The Bone is Pointed
- Author: Arthur Upfield
- Language: English
- Series: Detective Inspector Napoleon 'Bony' Bonaparte
- Genre: Fiction
- Publisher: Angus & Robertson
- Publication date: 1938
- Publication place: Australia
- Media type: Print
- Pages: 319 pp
- Preceded by: Winds of Evil
- Followed by: The Mystery of Swordfish Reef

= The Bone is Pointed =

Novel by Australian writer Arthur Upfield

The Bone is Pointed (1938) is a novel by Australian writer Arthur Upfield. It was the sixth of the author's novels to feature his recurring character Detective Inspector Napoleon 'Bony' Bonaparte. It was originally published in the Australia by Angus & Robertson in 1938, and subsequently serialised in The Herald newspaper in Melbourne between September and November 1938, under the title Murder on the Station.

==Abstract==

"'Jack Anderson was a big man with a foul temper, a sadist and a drunk. Five months after his horse appeared riderless, no trace of the man has surfaced and no one seems to care. But Bony is determined to follow the cold trail and smoke out some answers.' (Publication summary)"

==Location==
The action of the novel takes place around "Opal Town" or Opalton, Queensland in the Channel Country of the Diamantina River.

==Publishing history==
Following the book's initial publication by Angus & Robertson in 1938 it was subsequently published as follows:
- Saunders 1938, Canada
- John Hamilton 1939, UK
- Doubleday 1947, USA

and subsequent paperback, ebook and audio book editions.

==Critical reception==
In The Herald the reviewer "Touchstone" stated: "Mr Upfield's latest novel will please, and surprise, all his readers.
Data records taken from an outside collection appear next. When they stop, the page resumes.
PR #57043, opened 2026-03-23
Add test coverage for ActiveModel::Error#strict_match?

hammadxcm:
### Motivation / Background

The `strict_match?` method on `ActiveModel::Error` is a public API for checking if an error matches a given attribute, type, and options exactly, but had no dedicated test coverage.

The existing `match?` method has thorough tests, but `strict_match?` — which differs by requiring all options to match exactly (excluding callback and message options) — was untested.

### Detail

This adds tests for `ActiveModel::Error#strict_match?` verifying:
- Returns true when attribute, type, and options all match exactly
- Returns false when attribute does not match
- Returns false when type does not match
- Returns false when option values differ
- Returns false when options are missing from the check
- Correctly ignores callback options (`:if`, `:unless`, `:on`, `:allow_nil`, `:allow_blank`, `:strict`) and message options

### Additional information

N/A

### Checklist

- [x] Tests added for the previously untested public method.
- [x] CHANGELOG files are updated for the changed libraries if there is a behavior change or additional feature. _(N/A — test-only change)_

Considered solely as a mystery yarn, featuring that ingenious and original sleuth, Detective-Inspector Napoleon Bonaparte, it is one of the best things that he has written. But Mr Upfield has not been content with that alone. 'Bony's' investigations into the mysterious disappearance of Jeffery Handerson, of Karwin Station, are set against a vividly realised and well-described background of station and aboriginal life."

Habakkuk in The Australasian noted: "For my own part I freely admit that I have not enjoyed any other detective story I have read more than I enjoyed this book. It combines all the attributes necessary in a story of its type. Firstly, an excellent story. Secondly, a perfectly feasible plot, which is yet unusual enough in its workings to hold the interest hot to the last line. Thirdly, good character drawing. And, fourthly, scene and local colour that, apart altogether from the story itself, grip the imagination and hold the reader's unflagging attention. Mr. Upfleld is among the first flight of detective story writers, a peer of the Dorothy Sayers's and other leaders in this class of fiction."

==1948 radio serial==
The book was serialised for radio in 1941 and 1948.

==Television adaptation==
The novel was adapted for television in 1973 in a one-hour episode, titled "Boney Walks with Death", of the Boney series. It was directed by Howard Rubie, from a script by Eric Paice.